| About this exercise |
From the entries below, copy every line holding the word "shortened".

Saved data entries:
--------------------------------
PR #3692, opened 2025-01-16
ci: Remove daft tracing

raunakab:
# Overview
Daft tracing was enabled by default. However, this can negatively affect performance, so this PR opts to make daft-tracing disabled by default.

However, end-users can still choose to turn on daft-tracing by default (should they so wish) by adding the `DAFT_ENABLE_RAY_TRACING=1` environment variable.


jaychia (approved):

raunakab:
Example of a run: https://github.com/Eventual-Inc/Daft/actions/runs/12801013277.

desmondcheongzx (approved):

PR #3693, opened 2025-01-16
build(docs): Adds make docs phony target

RCHowell:
```shell
make docs
```

- installs the mkdocs deps in _requirements-docs.txt_
- runs mkdocs serve

### DIFF
--- a/Makefile
+++ b/Makefile
@@ -72,7 +72,7 @@ dsdgen: .venv ## Generate TPC-DS data
 
 .PHONY: docs
 docs: .venv ## Serve docs
-	uv pip install -r requirements-docs.txt; $(VENV_BIN)/mkdocs serve
+	uv run --with-requirements requirements-docs.txt mkdocs serve
 
 .PHONY: clean
 clean:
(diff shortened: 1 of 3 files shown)


Makefile
```diff
@@ -70,6 +70,10 @@ test: .venv build  ## Run tests
 dsdgen: .venv ## Generate TPC-DS data
 	$(VENV_BIN)/python benchmarking/tpcds/datagen.py --scale-factor=$(SCALE_FACTOR) --tpcds-gen-folder=$(OUTPUT_DIR)
 
+.PHONY: docs
+docs: .venv ## Serve docs
+	uv pip install -r requirements-docs.txt; $(VENV_BIN)/mkdocs serve
```
jaychia, line 75: You can run this in a script with UV with a full-self describing requirements like so:

```
# /// script
# requires-python = ">=3.12"
# dependencies = ["mkdocs-jupyter", ...]
# ///

# your script here
subprocess.call(["mkdocs", "serve"])
```

jaychia: `uv run myscript.py`

jaychia: @samster25: something like `--with mkdocs-jupyter ... mkdocs serve`

PR #3694, opened 2025-01-16
fix: Set filter selectivity estimate lower bound

colin-ho:
Set filter selectivity estimate lower bound to 1%, to prevent overly selective and likely inaccurate estimations.


desmondcheongzx (approved):
Looks good!

Issue #3586, opened 2024-12-16
sql: unify `daft.catalog` and `daft.sql.catalog`


universalmind303:
> WRT to the catalogs, @universalmind303 what do you think of starting to unify around the DaftMetaCatalog that I introduced in #3036?
> 
> I think we have a few competing standards atm (including the SQLCatalog). It could be good to start having a catalog abstraction that can be shared across our different frontends

> yes, that is something I want to do and have been thinking about. I'll open up an issue to unify `daft.catalog` and `daft.sql.catalog`

_Originally posted by @universalmind303 in https://github.com/Eventual-Inc/Daft/issues/3581#issuecomment-2547119747_

PR #3696, opened 2025-01-16
feat(connect): sql

universalmind303:
## Description
adds spark's `df.createOrReplaceTempView` and `spark.sql` to enable sql workflows.

ex:

```py
my_table = spark.read.parquet('my_table.parquet')
my_tablecreateOrReplaceTempView('my_table')

spark.sql('select * from my_table')
```

### Note for reviewers:

in order for it to be easier to interop with connect, I removed the `SQLCatalog` and refactored the `SQLPlanner` to take in a `DaftMetaCatalog` instead. This partially closes https://github.com/Eventual-Inc/Daft/issues/3586. I think we still need to do some work on the python side of things though.


src/daft-sql/src/lib.rs
```diff
@@ -113,11 +112,11 @@ mod tests {
 
     #[fixture]
     fn planner() -> SQLPlanner<'static> {
-        let mut catalog = SQLCatalog::new();
+        let mut catalog = DaftMetaCatalog::default();
```
RCHowell, line 115:
```suggestion
        let mut catalog = DaftCatalog::default();
```

src/daft-sql/src/lib.rs
```diff
@@ -113,11 +112,11 @@ mod tests {
...
 
-        catalog.register_table("tbl1", tbl_1());
-        catalog.register_table("tbl2", tbl_2());
-        catalog.register_table("tbl3", tbl_3());
+        catalog.register_named_table("tbl1", tbl_1());
+        catalog.register_named_table("tbl2", tbl_2());
+        catalog.register_named_table("tbl3", tbl_3());
```
RCHowell, line 119:
```suggestion
        catalog.register_table("tbl1", tbl_1());
        catalog.register_table("tbl2", tbl_2());
        catalog.register_table("tbl3", tbl_3());
```

minor comments to reduce some redundancy

src/daft-sql/src/catalog.rs
```diff
@@ -4,11 +4,11 @@ use daft_logical_plan::{LogicalPlan, LogicalPlanRef};
 
 /// A simple map of table names to logical plans
 #[derive(Debug, Clone)]
-pub struct SQLCatalog {
+pub struct InMemoryCatalog {
     tables: HashMap<String, Arc<LogicalPlan>>,
 }
```
RCHowell, line 9: I see this holds `Arc<LogicalPlan>` whereas _DaftMetaCatalog_ holds just `LogicalPlanBuilder`. It looks like you've been able to replace _DaftMetaCatalog_ in the planner as well as the python API. If possible could you please remove SQLCatalog/InMemoryCatalog in this PR? 

If a `String, Arc<LogicalPlan>` map is needed somewhere, then I suggest it be internalized to the requiring module as well as dropping the "catalog" name to ease confusion.

RCHowell (changes requested):

src/daft-sql/src/catalog.rs
universalmind303: oh whoops, bad merge. I meant to delete this file

src/daft-connect/src/connect_service.rs
```diff
@@ -79,17 +79,24 @@ impl SparkConnectService for DaftSparkConnectService {
             }
             OpType::Command(command) => {
                 let command = command.command_type.required("command_type")?;
-
                 match command {
                     CommandType::WriteOperation(op) => {
                         let result = session.execute_write_operation(op, rb).await?;
                         Ok(Response::new(result))
                     }
+                    CommandType::RegisterFunction(_) => todo!(),
```
raunakab, line 87: Instead of a `todo!()`, should we convert this into a `not_yet_implemented!(..)`?

src/daft-connect/src/execute.rs
```diff
@@ -236,6 +237,136 @@ impl Session {
...
+            .wrap_err("Error planning SQL")
+            .map_err(|e| {
+                Status::internal(
+                    textwrap::wrap(&format!("Error in Daft server: {e}"), 120).join("\n"),
+                )
+            })?;
+
+        let plan = LogicalPlanBuilder::from(plan);
+
+        // TODO: code duplication
```
raunakab, line 330: What is this reminder for?

raunakab:
@universalmind303 You mentioned that there is still some work remaining on the python side of things. What other things are left?

src/daft-connect/src/connect_service.rs
universalmind303: I think this was a bad merge.

universalmind303:
> @universalmind303 You mentioned that there is still some work remaining on the python side of things. What other things are left?

right now there is a daft catalog and a sql catalog on the python side. we should consolidate these into a single catalog.

src/daft-connect/src/execute.rs
universalmind303: there's a pretty big block of code duplicated in a few spots that I want to clean up. 

```rs

        // TODO: code duplication
        let result_complete = res.result_complete_response();

        let (tx, rx) = tokio::sync::mpsc::channel::<eyre::Result<ExecutePlanResponse>>(1);

        let this = self.clone();

        tokio::spawn(async move {
            let execution_fut = async {
                let mut result_stream = this.run_query(plan).await?;
                while let Some(result) = result_stream.next().await {
                    let result = result?;
                    let tables = result.get_tables()?;
                    for table in tables.as_slice() {
                        let response = res.arrow_batch_response(table)?;
                        if tx.send(Ok(response)).await.is_err() {
                            return Ok(());
                        }
                    }
                }
                Ok(())
            };
            if let Err(e) = execution_fut.await {
                let _ = tx.send(Err(e)).await;
            }
        });

        let stream = ReceiverStream::new(rx);

        let stream = stream
            .map_err(|e| {
                Status::internal(
                    textwrap::wrap(&format!("Error in Daft server: {e}"), 120).join("\n"),
                )
            })
            .chain(stream::once(ready(Ok(result_complete))));

        Ok(Box::pin(stream))
```

RCHowell (approved):

PR #3709, opened 2025-01-17
feat(core): make micropartition streamable over tables

universalmind303:
### Description

makes Micropartition streamable over `Table`, and makes `Table` a bit cheaper to clone by wrapping the `columns` column in an `Arc`. 

The driving force for these changes is that currently the logic to go from micropartition to table does not work nicely withing a streaming context as the `get_tables` method returns `Arc<Vec<Table>>`. So you can't easily chain streaming methods when working with micropartitions and tables.

### DIFF
--- a/Cargo.lock
+++ b/Cargo.lock
@@ -2407,6 +2407,7 @@ dependencies = [
  "parquet2",
  "pyo3",
  "snafu",
+ "tokio",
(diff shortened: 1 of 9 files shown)


kevinzwang (approved):
LGTM

Issue #3661, opened 2025-01-09
`agg_set` aggregation expression


kevinzwang:
### Is your feature request related to a problem?

No

### Describe the solution you'd like

An `agg_set` aggregation expression, which, similar to `agg_list`, creates a list of elements in a group, but only keeps elements that are distinct. 

### Additional Context

[our agg_list expression docs](https://www.getdaft.io/projects/docs/en/stable/api_docs/doc_gen/expression_methods/daft.Expression.agg_list.html#daft.Expression.agg_list)

### Would you like to implement a fix?

No

PR #3710, opened 2025-01-17
feat(table): implement list_unique and Set aggregation

f4t4nt:
Implements `agg_set` aggregation expression requested in #3661. This aggregation is similar to `agg_list` but only keeps distinct elements in the resulting list.

Key features:
1. `agg_set()`: Creates a list of distinct elements in a group
   - Similar interface to existing `agg_list()`
   - Automatically deduplicates non-null elements
   - Preserves null lists (when entire list is null)

2. Implementation details:
   - Built on top of `agg_list()` and new `list_unique()` operation
   - Handles both regular and fixed-size lists
   - Maintains order of first occurrence for each unique element

Example usage:
```python
# Similar to agg_list() but with distinct elements
df.groupby("key").agg([
    df["values"].agg_set()  # Creates list of unique elements per group
])

# Before: agg_list()
df.agg([col("values").agg_list()])
# {"values": [[1, None, 2, 2, 1]]}

# After: agg_set()
df.agg([col("values").agg_set()])
# {"values": [[1, 2]]}  # Nulls within lists are excluded
```


src/daft-core/src/series/ops/hash.rs
```diff
@@ -8,8 +8,38 @@ use crate::{
...
+                | DataType::FixedSizeBinary(_)
+                | DataType::List(_)
+                | DataType::FixedSizeList(_, _)
+                | DataType::Struct(_)
+        )
+    }
+
     pub fn hash(&self, seed: Option<&UInt64Array>) -> DaftResult<UInt64Array> {
         let s = self.as_physical()?;
+        if !Self::is_hashable(s.data_type()) {
```
kevinzwang, line 38: `with_match_hashable_daft_types` sort of already does this check already. It doesn't have a nice error message but maybe we should change it there instead. Either way probably not in the scope of this PR, so I wouldn't worry about adding this

src/daft-functions/src/list/unique.rs
```diff
@@ -0,0 +1,160 @@
...
+                }
+            }
+            _ => Err(DaftError::SchemaMismatch(format!(
+                "Expected 1 input arg, got {}",
+                inputs.len()
+            ))),
+        }
+    }
+
+    fn evaluate(&self, inputs: &[Series]) -> DaftResult<Series> {
```
kevinzwang, line 56: I would move the implementation of evaluate (the stuff inside the match) out of this file and into maybe `daft-core/src/array/ops` to match the other functions. This file is kind of like the definition (naming, typing, etc) of the function, instead of the actual implementation.

src/daft-functions/src/list/unique.rs
```diff
@@ -0,0 +1,160 @@
...
+                    let list_type = ArrowDataType::List(Box::new(arrow2::datatypes::Field::new(
+                        "item",
+                        inner_type.as_ref().to_arrow()?,
+                        true,
+                    )));
+                    let list_array = cast(arrow_array.as_ref(), &list_type, Default::default())?;
+                    Series::try_from_field_and_arrow_array(
+                        Field::new(input.name(), DataType::List(inner_type.clone())),
+                        list_array,
+                    )?
```
kevinzwang, line 71: I believe you can straight up cast a `FixedSizeList` type series into a `List` type instead of implementing this

src/daft-functions/src/list/unique.rs
```diff
@@ -0,0 +1,160 @@
...
+                    &field.name,
+                    &child_data_type,
+                    result_refs,
+                    false,
+                    current_offset as usize,
+                );
+
+                for (i, series) in result.iter().enumerate() {
+                    growable.extend(i, 0, series.len());
+                }
```
kevinzwang, line 135: The way you're using the growable here still requires two copies of the data, once to construct `result` and once at `growable.build()`. Happy to chat about how you could do this more efficiently!

src/daft-physical-plan/src/physical_planner/translate.rs
```diff
@@ -1094,6 +1098,18 @@ pub fn populate_aggregation_stages(
...
+                let list_agg_id =
+                    add_to_stage(AggExpr::List, e.clone(), schema, &mut first_stage_aggs);
+                let list_concat_id = add_to_stage(
+                    AggExpr::Concat,
+                    col(list_agg_id.clone()),
+                    schema,
+                    &mut second_stage_aggs,
+                );
+                let result = unique(col(list_concat_id.clone()), *ignore_nulls).alias(output_name);
+                final_exprs.push(result);
```
kevinzwang, line 1111: Come to think of it, since the translation here converts it into a two-stage aggregation that uses list and then concat+unique, are we ever actually using `Series::agg_set` during an execution of agg_set? If we don't intend to, there's actually no need to implement that at all.

src/daft-table/src/lib.rs
```diff
@@ -523,6 +523,14 @@ impl Table {
                 self.eval_expression(expr)?.any_value(groups, ignore_nulls)
             }
             AggExpr::List(expr) => self.eval_expression(expr)?.agg_list(groups),
+            // AggExpr::Set(expr) => {
+            //     let list = self.eval_expression(expr)?.agg_list(groups)?;
+            //     let unique_expr = unique(col(list.name()), false);
+            //     self.eval_expression(&unique_expr)
+            // }
```
kevinzwang, line 530: remove

kevinzwang (commented):
Looks good so far. Two general notes in addition to my comments:
1. Should `list_unique` be called `list_distinct` instead? It aligns better with the naming of `DataFrame.distinct` function. The naming in other engines vary, but [PySpark](https://spark.apache.org/docs/latest/api/python/reference/pyspark.sql/api/pyspark.sql.functions.array_distinct.html) and [DuckDB](https://duckdb.org/docs/sql/functions/list.html#list_distinctlist) do call it distinct.
2. Does it make sense to have `ignore_nulls` at all? I feel like the behavior of `ignore_nulls=False` is ambiguous, not sure if is sensible to keep a single null value if there are any nulls anyway. Might just be better to say that these functions simply discard all the nulls and have the user deal with nulls themselves. Apologies for bringing this up after you've done all this work already

src/daft-physical-plan/src/physical_planner/translate.rs
kevinzwang: It is pretty confusing how the expression that is called is not always the one that we actually execute in an agg. Let me know if you need me to explain any of this.

src/daft-core/src/series/ops/hash.rs
f4t4nt: Since it panics right now src/daft-core/src/datatypes/matching.rs:233, should I replace the panic with a DaftError? And would this be in a completely different PR?

src/daft-core/src/series/ops/agg.rs
```diff
@@ -15,9 +22,148 @@ use crate::{
     with_match_physical_daft_types,
 };
 
+fn deduplicate_indices(series: &Series) -> DaftResult<Vec<u64>> {
```
kevinzwang, line 25: could we just use `build_probe_table_without_nulls`?

src/daft-core/src/series/ops/list.rs
```diff
@@ -254,4 +257,76 @@ impl Series {
...
+
+        // Single pass: process each sub-series
+        let list_offsets = list.offsets();
+        for (i, sub_series) in list.into_iter().enumerate() {
+            let start_offset = list_offsets.get(i).unwrap();
+            if let Some(sub_series) = sub_series {
+                let probe_table = sub_series.build_probe_table_without_nulls()?;
+                let mut indices: Vec<_> = probe_table.keys().map(|k| k.idx).collect();
+                let unique_count = indices.len();
+                indices.sort_unstable();
```
kevinzwang, line 303: I wonder if we could use an IndexMap instead of a HashMap in `build_probe_table_without_nulls` to just maintain order instead of having to sort again. Feel free to just leave it as a todo

src/daft-core/src/series/ops/list.rs
```diff
@@ -254,4 +257,76 @@ impl Series {
...
+
+        if current_offset == 0 {
+            let empty_array = arrow2::array::new_empty_array(child_data_type.to_arrow()?);
+            let list_array = ListArray::new(
+                Arc::new(Field::new(input.name(), input.data_type().clone())),
+                Self::from_arrow(field, empty_array)?,
+                OffsetsBuffer::try_from(offsets)?,
+                input.validity().cloned(),
+            );
+            return Ok(list_array.into_series());
```
kevinzwang, line 320: I think you could also use `Series::empty` instead

kevinzwang (approved):
Looks great! Some small comments (some also discussed offline). Feel free to merge once you resolve them

Issue #3117, opened 2024-10-24
[SQL] Add DESCRIBE support (equivalent to a DataFrame.schema())


universalmind303:
```sql
describe some_tbl;
```

SanjithChockan:
New contributor here :) - could I pick up this issue if it's still available?

PR #3711, opened 2025-01-18
feat: Add a .describe() API for stats on dataframe columns

desmondcheongzx:
This PR adds a `.describe(columns=[])` dataframe method. Calling `.describe(columns=[])` on a dataframe will produce a dataframe with statistics on the given columns (or all columns, if no columns are specified).

Currently the statistics include count, null, approximate distinct count, min, and max.

Since min and max values might have different types for each column, all stats are given their own columns for now.

### Example
```
>>> import daft
>>> df = daft.from_pydict({"a": [1, 2, 3], "b": [None, "a", "b"]})
>>> df.describe("a").show()
╭─────────┬─────────┬───────────────────┬───────┬───────╮
│ a_count ┆ a_nulls ┆ a_approx_distinct ┆ a_min ┆ a_max │
│ ---     ┆ ---     ┆ ---               ┆ ---   ┆ ---   │
│ UInt64  ┆ UInt64  ┆ UInt64            ┆ Int64 ┆ Int64 │
╞═════════╪═════════╪═══════════════════╪═══════╪═══════╡
│ 3       ┆ 0       ┆ 3                 ┆ 1     ┆ 3     │
╰─────────┴─────────┴───────────────────┴───────┴───────╯
<BLANKLINE>
(Showing first 1 of 1 rows)

>>> df.describe().show()
╭─────────┬─────────┬───────────────────┬───────┬───────┬─────────┬─────────┬───────────────────┬───────┬───────╮
│ a_count ┆ a_nulls ┆ a_approx_distinct ┆ a_min ┆ a_max ┆ b_count ┆ b_nulls ┆ b_approx_distinct ┆ b_min ┆ b_max │
│ ---     ┆ ---     ┆ ---               ┆ ---   ┆ ---   ┆ ---     ┆ ---     ┆ ---               ┆ ---   ┆ ---   │
│ UInt64  ┆ UInt64  ┆ UInt64            ┆ Int64 ┆ Int64 ┆ UInt64  ┆ UInt64  ┆ UInt64            ┆ Utf8  ┆ Utf8  │
╞═════════╪═════════╪═══════════════════╪═══════╪═══════╪═════════╪═════════╪═══════════════════╪═══════╪═══════╡
│ 3       ┆ 0       ┆ 3                 ┆ 1     ┆ 3     ┆ 3       ┆ 1       ┆ 2                 ┆ a     ┆ b     │
╰─────────┴─────────┴───────────────────┴───────┴───────┴─────────┴─────────┴───────────────────┴───────┴───────╯
<BLANKLINE>
(Showing first 1 of 1 rows)

```


ukclivecox:
Looking forward to using this.

> Since min and max values might have different types for each column, all stats are given their own columns for now.

Just a note but [DuckDB for SUMMARIZE](https://duckdb.org/docs/guides/meta/summarize.html)  puts min and max in a `varchar` column to allow 1 row per column name. Not sure of the pro/cons for this - I suppose correct type makes it easier to do further ops on these columns but makes it harder to easily process?

tests/dataframe/test_describe.py
```diff
@@ -0,0 +1,48 @@
...
+    df = daft.from_pydict({"a": [1, 2, 3], "b": [None, "a", "b"]})
+
+    with pytest.raises(ValueError):
+        df = df.describe(["foo", "b"])
+
+    with pytest.raises(ValueError):
+        df = df.describe("foo")
+
+
+def test_describe_dataframe(make_df, valid_data: list[dict[str, float]]) -> None:
```
colin-ho, line 18: Can you add test cases with different column dtypes? Maybe temporal ones, and the ones that intuitively should not be aggable. Like what if one is an image column

rchowell:
Nice! For consistency with the ANSI-SQL _DESCRIBE Statement_, we will need to return output with the form:

```
+--------------+------------+
| column(text) | type(text) |
+--------------+------------+
```

There's a little more to it, but it's just a relation of the input relation's columns, types, nullability etc. Which makes we wonder if `.stats()` may be a better name since these are slightly different use cases. I'm working on the SQL DESCRIBE at the moment.

- https://github.com/Eventual-Inc/Daft/issues/3117

daft/dataframe/dataframe.py
```diff
@@ -233,6 +233,47 @@ def schema(self) -> Schema:
         """
         return self.__builder.schema()
 
+    @DataframePublicAPI
+    def describe(self, columns: ManyColumnsInputType = []) -> "DataFrame":
+        """Returns column statistics.
```
rchowell, line 238: [Discussed on Slack](https://dist-data.slack.com/archives/C052CA6Q9N1/p1737486557069129) and moving to "summarize" so that we can reserve "describe" for SQL consistency.

My only other feedback is to pivot the result table so the output is more like,

```
| column | type | nulls | approx_distinct | min | max |
|-----------------------------------------------------|
| a | int64 | ... |
| b | int64  | ... |
```

Which enables easier programmatic access to the statistics since the column names are fixed

rchowell (changes requested):

daft/dataframe/dataframe.py
rchowell: I guess there's no harm in keeping a `columns: List[str]` argument as it's probably quite nice to reduce the compute required.

rchowell:
Blocked on #3737 which will hopefully be merged soon!

ukclivecox:
> Blocked on #3737 which will hopefully be merged soon!

Any update on this now #3737 is merged?

rchowell:
@ukclivecox we'll get right on this!

rchowell:
@ukclivecox working on this today, in the interim you can build summaries  today (daft 0.4.3) like so,

```python
import daft
from daft import col, list_, lit

df = daft.from_pydict({"x": [1,2,3], "y": [4,5,6]})

df.agg(
    list_(lit("x"), lit("y")).alias("column"),
    list_(col("x").sum(), col("y").sum()).alias("sum"),
).explode(
    "column",
    "sum",
).show()

╭────────┬───────╮
│ column ┆ sum   │
│ ---    ┆ ---   │
│ Utf8   ┆ Int64 │
╞════════╪═══════╡
│ x      ┆ 6     │
├╌╌╌╌╌╌╌╌┼╌╌╌╌╌╌╌┤
│ y      ┆ 15    │
╰────────┴───────╯

(Showing first 2 of 2 rows)
```

But let me make this a bit more automagic...

rchowell:
PR with examples https://github.com/Eventual-Inc/Daft/pull/3810

rchowell:
@ukclivecox you can define this function and use summarize today without having to wait on the PR+release.

```python
import daft

def summarize(df: daft.DataFrame):
    cols = []  # column             :: utf8
    typs = []  # type               :: utf8
    mins = []  # min                :: utf8
    maxs = []  # max                :: utf8
    cnts = []  # count              :: int64
    nuls = []  # nulls              :: int64
    unqs = []  # approx_distinct    :: int64
    for field in df.schema():
        col = daft.col(field.name)
        cols.append(daft.lit(field.name))
        typs.append(daft.lit(str(field.dtype)))
        mins.append(col.min().cast(daft.DataType.string()))
        maxs.append(col.max().cast(daft.DataType.string()))
        cnts.append(col.count("valid"))
        nuls.append(col.count("null"))
        unqs.append(col.approx_count_distinct())
    df = df.agg(
        [
            daft.list_(*cols).alias("column"),
            daft.list_(*typs).alias("type"),
            daft.list_(*mins).alias("min"),
            daft.list_(*maxs).alias("max"),
            daft.list_(*cnts).alias("count"),
            daft.list_(*nuls).alias("count_nulls"),
            daft.list_(*unqs).alias("approx_count_distinct"),
        ]
    )
    return df.explode(*df.columns)
```

PR #3725, opened 2025-01-26
feat: offset indices in sparse tensor

itzhakstern:
Change the indices of sparse tensors from positions of non-zero elements to offsets.

For example, if we have a tensor:

[0, 29, 0, 0, 17, 6]

its sparse representation would be:

- **values:** 29,17,6
- **indices:** 1,4,5

Instead, we want to store the differences (offsets) between consecutive indices:

- **values:** 29,17,6
- **indices:** 1,3,1

This approach seems to significantly reduce the size of compressed Parquet files, as the indices diffs contain repetitive patterns, which compress well.


src/daft-core/src/array/ops/cast.rs
```diff
@@ -1415,8 +1415,20 @@ impl TensorArray {
...
+                            let offset = current - previous;
+                            previous = current;
+                            offset
+                        })
+                        .collect();
+                    let ofssets_indices_arr =
+                        UInt64Array::from(("item", offsets_values.clone())).into_series();
                     non_zero_values.push(data);
-                    non_zero_indices.push(indices);
+                    non_zero_indices.push(ofssets_indices_arr);
```
raunakab, line 1431: Minor nit: typo here. `ofssets_indices_arr` should be `offsets_indices_arr`.

raunakab (commented):
I'm still combing through the PR, but just have a minor nit that I'd like to get out of the way first.

raunakab:
@itzhakstern I know the PR is still in draft, but if you don't mind, could you please add a description on what this PR is trying to achieve?

I can gather that it's enabling registering index offsets in sparse tensors, but having a succinct description would be helpful for readability into the PR for other reviewers as well. Thanks in advance!

raunakab:
@itzhakstern taking a look at this currently. Will get a review before EOD. Thanks for the PR!

src/daft-core/src/array/ops/cast.rs
```diff
@@ -1601,10 +1618,23 @@ fn cast_sparse_to_dense_for_inner_dtype(
                 let values_array = values_series.downcast::<<$T as DaftDataType>::ArrayType>()
                 .unwrap()
                 .as_arrow();
-                for (idx, val) in index_array.into_iter().zip(values_array.into_iter()) {
-                    let list_start_offset = offsets.start_end(i).0;
-                    values[list_start_offset + *idx.unwrap() as usize] = *val.unwrap();
-                }
+                match is_indices_offsets {
```
sagiahrac, line 1621: Maybe we just change the indices to their cumulative sum and leave the rest unchanged?

colin-ho (approved):

colin-ho:
@itzhakstern @sagiahrac just merged fyi, should be ready in next release (likely this week)

PR #3728, opened 2025-01-27
fix: to_cnf and to_dnf functions

kevinzwang:
The pre-order expression tree traversal algorithm I used for `to_dnf` turned out not to actually fully convert a statement to disjunctive normal form. Since it was also used in `to_cnf`, that did not fully work either. 

This new algorithm recursively converts subtrees to DNF form and propagates that upwards. In each boolean AND, the subtrees are assumed to be fully DNF, and it uses that assumption to merge the two sides into one DNF statement.

Also a quick fix for de Morgan's law on the case of triple negatives.


src/daft-algebra/src/boolean/mod.rs
universalmind303, line 1: personal preference/nit: i'd prefer to just keep these in the same file. I think _most_ of our tests are in the same file as the impl.

universalmind303 (approved):
approving, but i'd prefer to merge the mod/tests into single file.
--------------------------------
| Response to the exercise |
(diff shortened: 1 of 3 files shown)
(diff shortened: 1 of 9 files shown)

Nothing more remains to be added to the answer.